洋子の身体に絶妙なオールドパーが沁み込んでいく。


「それじゃあ、それを飲んでいてくれ、すぐ作るよ」

マスターも含み笑い、キッチンに消えた。


「うーん・・・ますます、わからないなあ・・・」

「オールドパーは美味しいけれど」

洋子は、最初は首を傾げていた。

しかし、すぐに顔色が変わった。


「え?何?この香ばしさ!」

「うわーーー店中に・・・」

「お客さんたち・・・目の色が変わっているし!」

洋子が感じた通り、店内全体に漂う香ばしさは半端じゃない。


そしてマスターは言葉通り、「すぐに」「料理とは言えない程」のものを持ってきた。


「え?バターピーナッツでしょ?」

「これ、今、手作りしたんだ」

「それでかあ・・・まあ、取りあえず食味」

マスターが持ってきたのは、確かに単純極まるバターピーナッツだった。

それなら、マスターが「料理とは言えない程」と言うのも、納得できるのだが・・・


しかし、一粒を口に入れた洋子の目がパッと開いた。

そして、興奮している。


「上手過ぎ!この加減!そして落花生と・・・」

「・・・え?もしかして?」

洋子は、少し気がついたことがあるらしい。

マスターの顔を見た。


「うん、落花生は地元産」

「バターは、洋子さんの思った通りさ」

「史君が作ったフレッシュバターを使ってみた」

マスターはここでやっと種明かし。


「うわーーー!地元産の落花生使って、フレッシュバターでバターピーナッツなんて贅沢過ぎ・・・いやーーーこれは幸せだ」

「それに、もう止まらなくなってきちゃった」

洋子は、確かに食べ続けている。


「そうかい、それじゃあ、新メニューにするかな」

マスターは涼子の顔を見た。

涼子は何も言わず、ニッコリ。


「少し余分に作ったの」

涼子は、全員のお客に「新メニュー:フレッシュバターのバターピーナッツ」を配っている。

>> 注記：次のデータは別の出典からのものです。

Issue #294, opened 2018-08-28
Release 1.8.0 appears to be critically broken in Linux


darkvertex:
My studio's current Linux flavour is `CentOS Linux release 7.4.1708 (Core)`.

pyblish_qml release 1.8.0 (with the changes from PR #293) appears to be broken on my environment, throwing a KeyError before ever appearing. Release 1.7.4 does not have a problem.

Here's an environment with PyQt 5.6, `pyblish_base==1.6.1` and `pyblish_qml==1.8.0`:
```
> python
Python 2.7.13 (default, Apr  3 2017, 18:26:10)
[GCC 4.8.2 20140120 (Red Hat 4.8.2-15)] on linux2
Type "help", "copyright", "credits" or "license" for more information.
>>> import pyblish_qml;pyblish_qml.show()
Traceback (most recent call last):
  File "<stdin>", line 1, in <module>
  File "/softwareLocal/rez_python_envs/shared/2.7/0xb44bdba184a58db9/lib/python2.7/site-packages/pyblish_qml/__init__.py", line 13, in show
    return host.show(parent, targets, modal, foster)
  File "/softwareLocal/rez_python_envs/shared/2.7/0xb44bdba184a58db9/lib/python2.7/site-packages/pyblish_qml/host.py", line 125, in show
    install(modal, foster)
  File "/softwareLocal/rez_python_envs/shared/2.7/0xb44bdba184a58db9/lib/python2.7/site-packages/pyblish_qml/host.py", line 72, in install
    install_event_filter()
  File "/softwareLocal/rez_python_envs/shared/2.7/0xb44bdba184a58db9/lib/python2.7/site-packages/pyblish_qml/host.py", line 281, in install_event_filter
    main_window = _state["vesselParent"]
KeyError: 'vesselParent'
>>>
```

「肩書とか経歴が美味しいわけじゃない、食べてみて、飲んでみてなのさ」

マスターは、ポツンとつぶやいた。


「その通り・・・この店に来てよかった」

「誘ってくれてありがとう・・・」

洋子は、少し涙顔。


涼子が戻って来た。

そして洋子を見て、マスターに一言。

「私以外の女を泣かせないでください」


「・・・もう一品作るかな・・・」

マスターは、いたたまれなくなったようだ。

肩をすくませながら、キッチンに消えた。